Exercise objective =>
Every entry below should be written out again exactly.

Data provided =>
PR #6, opened 2020-06-24
If no author specified in blog post, it should default to site author

jbleduigou:
Hi,

I have experienced a weird behaviour if I don't specify an author in the blog post.

For instance for the following blogpost:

Answer to the exercise =>
PR #6, opened 2020-06-24
If no author specified in blog post, it should default to site author

jbleduigou:
Hi,

I have experienced a weird behaviour if I don't specify an author in the blog post.

For instance for the following blogpost:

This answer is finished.